Data entries
++++++++
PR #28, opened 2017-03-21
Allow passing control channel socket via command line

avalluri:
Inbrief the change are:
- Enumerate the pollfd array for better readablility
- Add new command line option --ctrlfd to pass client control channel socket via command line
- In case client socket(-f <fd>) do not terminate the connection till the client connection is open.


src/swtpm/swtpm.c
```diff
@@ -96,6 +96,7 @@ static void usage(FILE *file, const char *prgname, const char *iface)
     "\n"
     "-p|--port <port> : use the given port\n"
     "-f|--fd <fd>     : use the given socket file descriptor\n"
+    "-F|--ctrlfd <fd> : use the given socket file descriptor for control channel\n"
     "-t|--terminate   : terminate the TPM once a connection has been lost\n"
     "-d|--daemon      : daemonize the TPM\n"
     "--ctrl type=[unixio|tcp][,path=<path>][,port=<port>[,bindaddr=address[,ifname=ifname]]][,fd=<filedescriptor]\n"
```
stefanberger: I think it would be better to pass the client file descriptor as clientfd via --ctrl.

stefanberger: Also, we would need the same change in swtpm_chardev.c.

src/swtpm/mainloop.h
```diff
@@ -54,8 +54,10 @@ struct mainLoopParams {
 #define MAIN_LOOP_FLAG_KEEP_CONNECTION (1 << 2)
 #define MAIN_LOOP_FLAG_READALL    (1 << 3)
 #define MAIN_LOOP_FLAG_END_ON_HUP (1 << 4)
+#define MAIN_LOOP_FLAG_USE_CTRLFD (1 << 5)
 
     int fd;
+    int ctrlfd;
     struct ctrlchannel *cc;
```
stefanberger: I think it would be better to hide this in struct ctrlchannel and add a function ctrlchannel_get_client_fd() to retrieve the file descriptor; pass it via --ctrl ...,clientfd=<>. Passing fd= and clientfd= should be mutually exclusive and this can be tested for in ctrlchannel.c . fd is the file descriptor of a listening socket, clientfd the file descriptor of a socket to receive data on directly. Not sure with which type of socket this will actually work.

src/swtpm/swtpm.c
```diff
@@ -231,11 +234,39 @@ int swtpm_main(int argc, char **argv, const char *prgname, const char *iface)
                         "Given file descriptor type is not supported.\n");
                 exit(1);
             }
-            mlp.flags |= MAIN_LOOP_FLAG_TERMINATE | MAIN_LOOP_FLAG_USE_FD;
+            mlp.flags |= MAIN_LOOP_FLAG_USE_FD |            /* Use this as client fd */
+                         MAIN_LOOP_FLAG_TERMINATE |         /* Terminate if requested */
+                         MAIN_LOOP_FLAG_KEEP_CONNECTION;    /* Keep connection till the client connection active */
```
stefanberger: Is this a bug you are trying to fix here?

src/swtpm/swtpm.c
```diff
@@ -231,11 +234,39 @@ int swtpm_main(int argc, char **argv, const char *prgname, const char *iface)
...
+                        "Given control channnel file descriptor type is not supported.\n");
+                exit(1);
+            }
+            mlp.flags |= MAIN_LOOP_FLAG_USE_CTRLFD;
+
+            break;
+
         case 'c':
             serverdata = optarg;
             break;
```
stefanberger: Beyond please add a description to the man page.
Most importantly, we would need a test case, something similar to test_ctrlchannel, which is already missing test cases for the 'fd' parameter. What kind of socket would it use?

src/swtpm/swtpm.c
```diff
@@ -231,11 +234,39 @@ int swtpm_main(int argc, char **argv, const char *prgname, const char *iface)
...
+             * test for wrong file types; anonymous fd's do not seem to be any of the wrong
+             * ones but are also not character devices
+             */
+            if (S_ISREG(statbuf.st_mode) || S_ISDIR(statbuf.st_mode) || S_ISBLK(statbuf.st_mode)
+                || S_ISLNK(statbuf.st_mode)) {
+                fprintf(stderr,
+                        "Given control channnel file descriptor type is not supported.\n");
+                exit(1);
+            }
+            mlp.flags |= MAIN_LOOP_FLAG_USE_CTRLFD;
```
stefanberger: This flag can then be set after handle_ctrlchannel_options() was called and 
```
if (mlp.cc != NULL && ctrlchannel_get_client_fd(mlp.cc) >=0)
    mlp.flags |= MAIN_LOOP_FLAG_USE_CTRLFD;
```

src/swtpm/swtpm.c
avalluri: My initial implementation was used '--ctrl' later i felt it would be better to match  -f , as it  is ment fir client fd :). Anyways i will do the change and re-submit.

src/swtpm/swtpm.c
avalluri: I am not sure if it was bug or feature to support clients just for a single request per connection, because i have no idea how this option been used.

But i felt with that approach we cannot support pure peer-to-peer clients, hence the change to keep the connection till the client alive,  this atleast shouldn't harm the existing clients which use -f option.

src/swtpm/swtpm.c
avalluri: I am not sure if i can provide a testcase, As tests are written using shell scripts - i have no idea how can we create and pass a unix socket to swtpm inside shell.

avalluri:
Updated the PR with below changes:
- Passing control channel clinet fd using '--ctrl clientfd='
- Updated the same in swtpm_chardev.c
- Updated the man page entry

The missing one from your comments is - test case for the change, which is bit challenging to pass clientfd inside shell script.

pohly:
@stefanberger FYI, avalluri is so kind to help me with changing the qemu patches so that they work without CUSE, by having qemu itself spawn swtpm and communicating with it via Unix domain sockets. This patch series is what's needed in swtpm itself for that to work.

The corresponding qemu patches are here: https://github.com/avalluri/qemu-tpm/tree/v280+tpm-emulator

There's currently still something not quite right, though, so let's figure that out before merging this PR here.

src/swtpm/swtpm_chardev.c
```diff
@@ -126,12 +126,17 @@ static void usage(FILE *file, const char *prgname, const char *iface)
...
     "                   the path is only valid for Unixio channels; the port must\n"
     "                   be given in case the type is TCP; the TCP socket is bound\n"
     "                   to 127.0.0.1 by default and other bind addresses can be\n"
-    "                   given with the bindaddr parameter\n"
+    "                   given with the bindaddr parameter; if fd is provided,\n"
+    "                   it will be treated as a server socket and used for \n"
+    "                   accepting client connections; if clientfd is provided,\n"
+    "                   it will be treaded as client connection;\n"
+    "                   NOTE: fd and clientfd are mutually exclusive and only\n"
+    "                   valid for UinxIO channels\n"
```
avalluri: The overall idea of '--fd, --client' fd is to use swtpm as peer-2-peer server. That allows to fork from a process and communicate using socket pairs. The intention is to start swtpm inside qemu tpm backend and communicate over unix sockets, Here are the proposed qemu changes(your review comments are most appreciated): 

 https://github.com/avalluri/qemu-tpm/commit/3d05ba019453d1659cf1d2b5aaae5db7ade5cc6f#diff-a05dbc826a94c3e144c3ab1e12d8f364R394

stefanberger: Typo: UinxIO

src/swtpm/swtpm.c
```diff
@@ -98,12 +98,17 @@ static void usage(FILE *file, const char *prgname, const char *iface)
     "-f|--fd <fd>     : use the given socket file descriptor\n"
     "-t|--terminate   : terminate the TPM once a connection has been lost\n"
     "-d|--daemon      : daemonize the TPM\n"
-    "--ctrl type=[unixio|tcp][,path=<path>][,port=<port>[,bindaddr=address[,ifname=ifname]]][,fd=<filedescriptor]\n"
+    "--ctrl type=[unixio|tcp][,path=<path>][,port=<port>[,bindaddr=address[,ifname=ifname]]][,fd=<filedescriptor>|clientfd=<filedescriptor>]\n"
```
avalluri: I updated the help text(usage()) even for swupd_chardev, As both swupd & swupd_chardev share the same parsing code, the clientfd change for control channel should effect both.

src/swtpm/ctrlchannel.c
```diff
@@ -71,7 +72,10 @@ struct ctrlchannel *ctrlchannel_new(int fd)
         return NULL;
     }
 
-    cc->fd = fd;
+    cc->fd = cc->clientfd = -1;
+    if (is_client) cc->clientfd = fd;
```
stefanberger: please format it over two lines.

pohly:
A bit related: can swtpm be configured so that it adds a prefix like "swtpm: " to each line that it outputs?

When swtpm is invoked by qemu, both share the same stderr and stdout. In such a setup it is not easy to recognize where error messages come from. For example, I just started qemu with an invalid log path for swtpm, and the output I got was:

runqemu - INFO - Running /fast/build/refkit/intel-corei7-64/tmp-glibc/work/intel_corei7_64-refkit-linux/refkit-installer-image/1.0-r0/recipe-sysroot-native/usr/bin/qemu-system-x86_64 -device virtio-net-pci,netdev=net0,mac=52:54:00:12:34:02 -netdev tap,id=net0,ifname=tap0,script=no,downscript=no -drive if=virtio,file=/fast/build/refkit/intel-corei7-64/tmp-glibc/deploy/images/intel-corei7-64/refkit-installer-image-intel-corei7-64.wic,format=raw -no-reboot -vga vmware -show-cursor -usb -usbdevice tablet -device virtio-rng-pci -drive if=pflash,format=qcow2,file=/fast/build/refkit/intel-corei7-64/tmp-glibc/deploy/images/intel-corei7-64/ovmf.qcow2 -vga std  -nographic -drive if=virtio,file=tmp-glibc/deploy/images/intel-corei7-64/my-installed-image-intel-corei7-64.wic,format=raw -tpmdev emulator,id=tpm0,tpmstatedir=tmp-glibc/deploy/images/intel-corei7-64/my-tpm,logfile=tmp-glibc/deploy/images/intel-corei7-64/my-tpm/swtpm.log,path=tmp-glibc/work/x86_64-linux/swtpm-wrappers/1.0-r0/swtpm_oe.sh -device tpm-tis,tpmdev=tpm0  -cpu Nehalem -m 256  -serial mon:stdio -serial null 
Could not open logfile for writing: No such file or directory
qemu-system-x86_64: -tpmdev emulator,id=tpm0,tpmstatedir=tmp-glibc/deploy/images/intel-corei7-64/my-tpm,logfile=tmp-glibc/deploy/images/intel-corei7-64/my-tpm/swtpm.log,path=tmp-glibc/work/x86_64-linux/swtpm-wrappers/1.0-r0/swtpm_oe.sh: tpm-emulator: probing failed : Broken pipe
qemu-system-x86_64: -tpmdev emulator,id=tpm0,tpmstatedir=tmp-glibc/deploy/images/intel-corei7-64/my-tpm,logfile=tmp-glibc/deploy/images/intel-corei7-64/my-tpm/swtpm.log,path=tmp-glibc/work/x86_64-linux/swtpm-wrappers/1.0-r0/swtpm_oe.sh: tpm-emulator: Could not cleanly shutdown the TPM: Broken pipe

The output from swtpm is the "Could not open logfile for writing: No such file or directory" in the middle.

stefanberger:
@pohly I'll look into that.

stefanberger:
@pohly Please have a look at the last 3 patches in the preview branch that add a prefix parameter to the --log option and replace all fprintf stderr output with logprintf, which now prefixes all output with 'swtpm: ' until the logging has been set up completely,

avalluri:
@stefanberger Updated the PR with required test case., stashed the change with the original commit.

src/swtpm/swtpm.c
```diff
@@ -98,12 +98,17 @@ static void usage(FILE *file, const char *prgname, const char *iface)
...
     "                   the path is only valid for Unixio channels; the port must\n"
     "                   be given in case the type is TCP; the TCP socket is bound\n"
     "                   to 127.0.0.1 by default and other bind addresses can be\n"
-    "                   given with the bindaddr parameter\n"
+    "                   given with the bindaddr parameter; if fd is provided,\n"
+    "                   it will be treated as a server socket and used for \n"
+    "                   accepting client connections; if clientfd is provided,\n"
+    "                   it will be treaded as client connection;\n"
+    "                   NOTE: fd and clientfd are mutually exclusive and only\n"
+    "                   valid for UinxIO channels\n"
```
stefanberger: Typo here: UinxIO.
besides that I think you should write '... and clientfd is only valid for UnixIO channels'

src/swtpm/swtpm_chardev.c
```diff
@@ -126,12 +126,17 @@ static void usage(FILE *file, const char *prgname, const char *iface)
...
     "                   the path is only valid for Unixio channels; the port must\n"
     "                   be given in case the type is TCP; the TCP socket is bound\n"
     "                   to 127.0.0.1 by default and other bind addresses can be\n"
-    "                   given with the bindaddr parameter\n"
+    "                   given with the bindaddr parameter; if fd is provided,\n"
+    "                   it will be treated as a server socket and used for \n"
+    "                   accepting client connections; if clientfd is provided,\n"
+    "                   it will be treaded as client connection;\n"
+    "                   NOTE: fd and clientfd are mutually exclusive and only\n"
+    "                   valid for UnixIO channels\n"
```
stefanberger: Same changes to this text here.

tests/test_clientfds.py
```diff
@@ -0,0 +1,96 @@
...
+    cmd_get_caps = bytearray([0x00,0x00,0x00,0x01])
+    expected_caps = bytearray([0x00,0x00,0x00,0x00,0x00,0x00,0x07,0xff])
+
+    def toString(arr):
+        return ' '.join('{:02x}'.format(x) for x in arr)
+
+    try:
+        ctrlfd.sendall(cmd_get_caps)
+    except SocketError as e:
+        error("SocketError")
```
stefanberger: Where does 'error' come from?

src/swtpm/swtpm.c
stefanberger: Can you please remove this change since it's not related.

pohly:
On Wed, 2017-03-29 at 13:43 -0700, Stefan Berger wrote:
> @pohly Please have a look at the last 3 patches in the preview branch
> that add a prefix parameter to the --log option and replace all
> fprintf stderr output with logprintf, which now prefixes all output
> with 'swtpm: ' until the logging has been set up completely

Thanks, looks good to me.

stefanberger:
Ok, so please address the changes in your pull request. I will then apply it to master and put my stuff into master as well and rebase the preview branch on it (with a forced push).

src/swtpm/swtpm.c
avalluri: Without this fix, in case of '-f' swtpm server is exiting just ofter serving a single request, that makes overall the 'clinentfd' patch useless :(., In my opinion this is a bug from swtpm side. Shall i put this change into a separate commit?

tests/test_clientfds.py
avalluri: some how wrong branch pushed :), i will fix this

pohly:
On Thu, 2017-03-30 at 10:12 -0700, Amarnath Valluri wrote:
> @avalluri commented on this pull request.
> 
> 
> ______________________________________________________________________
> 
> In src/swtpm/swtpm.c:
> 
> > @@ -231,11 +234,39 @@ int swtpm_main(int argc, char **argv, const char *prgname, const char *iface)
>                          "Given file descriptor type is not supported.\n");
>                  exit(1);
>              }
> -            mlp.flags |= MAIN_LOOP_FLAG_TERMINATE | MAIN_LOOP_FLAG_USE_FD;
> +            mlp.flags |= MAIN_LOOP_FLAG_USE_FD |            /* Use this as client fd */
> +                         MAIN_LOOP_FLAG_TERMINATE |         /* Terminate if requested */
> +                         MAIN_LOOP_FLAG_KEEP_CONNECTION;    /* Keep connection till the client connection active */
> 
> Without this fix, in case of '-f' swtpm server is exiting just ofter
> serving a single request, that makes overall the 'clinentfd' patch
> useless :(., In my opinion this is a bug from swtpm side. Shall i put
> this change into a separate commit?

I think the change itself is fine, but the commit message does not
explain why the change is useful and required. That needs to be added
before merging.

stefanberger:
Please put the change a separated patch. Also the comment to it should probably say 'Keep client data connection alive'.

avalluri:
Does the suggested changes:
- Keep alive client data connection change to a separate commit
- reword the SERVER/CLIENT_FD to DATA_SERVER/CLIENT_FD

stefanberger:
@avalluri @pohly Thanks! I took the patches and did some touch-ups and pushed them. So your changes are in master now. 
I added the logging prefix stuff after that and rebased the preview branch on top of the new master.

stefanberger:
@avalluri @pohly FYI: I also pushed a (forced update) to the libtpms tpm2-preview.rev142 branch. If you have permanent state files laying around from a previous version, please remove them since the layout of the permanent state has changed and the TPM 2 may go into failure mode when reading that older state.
++++++++
• _Prompt_: As you read the records above, find each line that contains "since" and copy it.

• _Answer for the task_:
stefanberger: Can you please remove this change since it's not related.
@avalluri @pohly FYI: I also pushed a (forced update) to the libtpms tpm2-preview.rev142 branch. If you have permanent state files laying around from a previous version, please remove them since the layout of the permanent state has changed and the TPM 2 may go into failure mode when reading that older state.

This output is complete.